Gianni Manfrin

Personal information
- Date of birth: 13 August 1993 (age 32)
- Place of birth: Este, Italy
- Height: 1.82 m (6 ft 0 in)
- Position(s): Defender

Youth career
- 0000–2013: Chievo

Senior career*
- Years: Team / Apps / (Gls)
- 2013–2018: Chievo / 0 / (0)
- 2013–2015: → Modena (loan) / 50 / (1)
- 2015–2017: → Alessandria (loan) / 25 / (0)
- 2017–2018: → Reggiana (loan) / 21 / (1)
- 2018–2021: Virtus Verona / 44 / (5)
- 2022–2025: Virtus Verona / 88 / (7)

International career
- 2011: Italy U-18 / 2 / (0)

= Gianni Manfrin =

Italian footballer

Gianni Manfrin (born 13 August 1993) is an Italian football player.

==Club career==
He made his Serie B debut for Modena on 24 August 2013 in a game against Palermo.

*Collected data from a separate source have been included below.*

PR #274, opened 2015-05-23
[maxp] calculate correct maxSizeOfInstructions

anthrotype:
Fixes an issue whereby VTT calculates an incorrect value, and MS Font
Validator raises a warning message (W1900).

VTT wrongly includes the length of font-wide hinting tables (fpgm, prep)
in the computation, whereas the spec clearly says that this value is:

"the maximum size in bytes for all of the instructions associated with a
particular glyph."

https://developer.apple.com/fonts/TrueType-Reference-Manual/RM06/Chap6maxp.html

### DIFF
--- a/Lib/fontTools/ttLib/tables/_m_a_x_p.py
+++ b/Lib/fontTools/ttLib/tables/_m_a_x_p.py
@@ -73,6 +73,7 @@ class table__m_a_x_p(DefaultTable.DefaultTable):
 		maxCompositeContours = 0
 		maxComponentElements = 0
 		maxComponentDepth = 0
+		maxSizeOfInstructions = 0
 		allXMaxIsLsb = 1
 		for glyphName in ttFont.getGlyphOrder():
 			g = glyfTable[glyphName]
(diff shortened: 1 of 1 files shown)


anthrotype:
@behdad I'm now using `getBytecode` instead of accessing `bytecode` attribute directly. I also squashed the commits and pushed a reworked branch with the `git push -u +<new_branch>:<old_branch>` trick.

anthrotype:
I noticed that ttfautohint also does the same as VTT: that is, it includes the fpgm and prep in the calculation of the maxSizeOfInstructions field.
If the two major implementations agree on disagreeing from the spec, there must be a reason.
So it's better to put this PR on hold while we get more clarifications on the OpenType mailing list.

behdad:
At the end of the day, no one should care about this number these days.  I'm fine with doing the right thing though.

Also, this is still all controlled by recalcBBoxes.  I think that's fine though.

anthrotype:
on the OT mailing, Greg Hitchcock confirmed that the `maxSizeOfInstructions`

> should be a maximum of the glyph instructions, the pre-program, and font program.

He also said that neither Apple's nor Microsoft's current rasterizers use this value any more.

I think we can close this PR.

PR #276, opened 2015-05-23
warn when fsSelection bits aren’t defined or don’t match head.macStyle bits

moyogo:


behdad:
Humm.  Right now we don't do any automatic version detection here.  If we are going to change version, then we should do a more involved act.

moyogo:
Ah yes, this only works going from version 2 or 3 to 4.
I guess it can be both ways, if a version from 1 to 4, sxHeight, etc. need to be added as well but if one adds sxHeight, etc. the version should be valid.

moyogo:
I changed the commits so instead we just warn when fsSelection bits 7, 8 or 9 are on a version < 4.
It will also warn if bit 6 is on and bits 0 and 5 are not of, and also if bits 0 and 5 don’t agree with head.macStyle bits 1 and 0.

Lib/fontTools/ttLib/tables/O_S_2f_2.py
```diff
@@ -125,6 +127,19 @@ def decompile(self, data, ttFont):
 	def compile(self, ttFont):
 		self.updateFirstAndLastCharIndex(ttFont)
 		panose = self.panose
+		head = ttFont["head"]
+		if self.fsSelection & 1 != head.macStyle & 1<<1:
+			log.warning("fsSelection bit 0 (italic) and "
+				"head table macStyle bit 1 (italic) should match")
+		if self.fsSelection & 1<<6 != head.macStyle & 1:
```
anthrotype:
```diff
-if self.fsSelection & 1<<6 != head.macStyle & 1:
+if self.fsSelection & 1<<5 != head.macStyle & 1:
```

PR #277, opened 2015-05-23
[OS/2] fix misspellings 'usMaxContext', 'usFirstCharIndex', 'usLastCh…

anthrotype:
Fixes https://github.com/behdad/fonttools/issues/74

### DIFF
--- a/Lib/fontTools/ttLib/tables/O_S_2f_2.py
+++ b/Lib/fontTools/ttLib/tables/O_S_2f_2.py
@@ -60,8 +60,8 @@ OS2_format_0 = """
 	ulUnicodeRange4:        L       # character range
 	achVendID:              4s      # font vendor identification
 	fsSelection:            H       # font selection flags
-	fsFirstCharIndex:       H       # first unicode character index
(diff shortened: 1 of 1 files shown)


davelab6:
I think this came up before and there was a concern that fixing it would break legacy scripts, so perhaps you could add a 2nd commit that allows legacy scripts to continue to work?

anthrotype:
You're right. What about this https://github.com/behdad/fonttools/commit/e63cbe8d3c16ef0460e52ad8880c2b9998a2e182?

davelab6:
Looks perfect to me :)

anthrotype:
I tried to fix misspellings with other misspellings! Thank you @djdm for spotting them.
I rebased and squashed the new commit into the previous one.

behdad:
I'm also concerned about people who build tables in code.  Perhaps better way to fix this is to provide properties for the wrong values.  Or just ignore this problem and accept them as historical artifacts.

anthrotype:
Thanks for the suggestion. Yes, it makes more sense to use properties.
I changed it accordingly and rebased. Please let me know if it's OK now.

PR #279, opened 2015-05-23
[ttx] 'touch' output file to avoid race condition in choosing file names

anthrotype:
Fixes https://github.com/behdad/fonttools/issues/45


behdad:
Why is the utime() needed?

anthrotype:
yeah, it's not needed... I was just trying to emulate the `touch` command from python.
I have simplified it now.

anthrotype:
I just noticed that after this patch, when one does `ttx -l font.ttf` to list the table directory, an empty file is being created. Sorry about that, the fix is coming shortly.

PR #285, opened 2015-06-04
Move unit tests to separate "tests" folder

anthrotype:
I think it makes more sense to keep the tests separate from the source code.

I created a new "tests" folder in the root of the repository, mirroring the folder structure of the fontTools package. I moved there all the unittest modules, each in its respective subfolder.

I changed all relative imports in the test scripts to absolute imports, since they are no longer part of the package.

I modified the `run-tests.sh` shell script so that it performs all the doctests first, which are still located in the ./Lib folder, and then all the unittests in the ./tests folder.

The shell script extends the PYTHONPATH automatically. However, if one wishes to run individual test scripts, then the fontTools package must be importable -- e.g. by using setuptools "develop" or pip "editable" mode.

Please let me know what you think,
Thanks.

Cosimo


behdad:
So originally I didn't have any objection with tests being in-tree, because they don't have *any* overhead on the library itself, and test files that are close to code they test are much more likely to be updated over time.  So, why do you think we should move?

anthrotype:
I see what you mean. But then also the test data used by the tests should be located somewhere in the package, right?
See also my comment in the woff2 thread: https://github.com/behdad/fonttools/pull/270#issuecomment-107532229

anthrotype:
Actually, if we don't want the *_test.py and the respective test fonts to be installed in the Python site-packages we could always not include them in the setup.py.
To make sure the test data is reachable from the unit test's location, the two have to go together. Either we install them both or none.
Anyway, if you think it's not a good idea, I'll close the PR and try another strategy.

anthrotype:
OK, let's keep the unittests in the same folder as the modules they test.
I will create a "test_data" folder inside Lib/fontTools/ttLib and place two test fonts in TTX format, one TT-flavoured, the other CFF-flavoured, which I'll use for testing the woff2 module.

One last thing and then I stop: what about putting all the *_test.py inside a "tests" subfolder, one for each sub-package? E.g. fontTools/ttLib/tests, fontTools/misc/tests, etc. The relative import would still work, by just adding another dot (e.g. from ..woff2 import *).

PR #288, opened 2015-06-10
fix xmlWriter and _l_t_a_g tests failing on Windows because of \r\n

anthrotype:
@brawer the explicit "\n" newline separator was making some of the unittests fail on Windows, where python uses "\r\n" instead. I replaced them with `os.linesep`.

cheers,

C.


anthrotype:
do you think is it worth to set up Appveyor so that we can run tests on Windows, like we do for Linux on Travis?

behdad:
Yes, Appveyor would be great.  Can you and @ebramino work on that?

PR #289, opened 2015-06-10
[.travis.yml] pip install unittest2 for python2.6

anthrotype:
I'm struggling to find a single unittest idiom that would work for all python versions between 2.6 and 3.4.
The best solution I found is to install the `unittest2` package when Python version is 2.6.
That will backport all the new unittest features introduced in Python 2.7 and 3.x.
For example, I want to skip tests in woff2 module if brotli is not installed, instead of fail. Or I want to assert that an exception message matches a specific regular expression pattern. All this is not available in python2.6 unittest built-in module.
The pip installer is already on the Travis virtual machine, so we simply need to check if the Travis python version is 2.6, and then do a pip install `unittest2`.

### DIFF
--- a/.travis.yml
+++ b/.travis.yml
@@ -8,6 +8,7 @@ python:
   - "pypy"
   - "pypy3"
 install:
+  - if [[ $TRAVIS_PYTHON_VERSION == 2.6 ]]; then pip install unittest2; fi
   - make install
 script:
   - make check


djdm:
Do we still need to support Python 2.6?

behdad:
I like to use this opportunity to drop python 2.6 support...

anthrotype:
If it were up to me, I'd drop python2.6 support almost instantly. Maybe @behdad could poll other users' opinions on the fontTools mailing list...

behdad:
Thinking about it today I decided that I'll check my 1and1 Linux hosting box and if that's 2.7, we definitely drop.  Now checked and it's 2.6.6...  That's a Debian 6 machine.

Let me ask around, see what latest version of RHEL ships.

anthrotype:
RHEL 7 comes with python 2.7 (previous version had python 2.6)
http://developerblog.redhat.com/2014/06/26/rhel-7-is-for-developers/

behdad:
Ok, lets drop 2.6 then.  Which means, we can use dictionary and set comprehensions:

```
>>> {k:v for k,v in [(1,2)]}
{1: 2}
>>> {x for x in [1, 2]}
set([1, 2])

```

behdad:
Dropped 2.6.  Lets close.

anthrotype:
:+1:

On 23 December 2018, he signed with Virtus Verona. He left the club as a free agent at the end of the 2020–21 season. On 22 January 2022, he signed a new contract with Virtus Verona for the remainder of the 2021–22 season.

==Personal life==
On 31 January 2023, Manfrin was charged with gang rape and sentenced to six years in prison together with four other former teammates of his from his first period at Virtus Verona.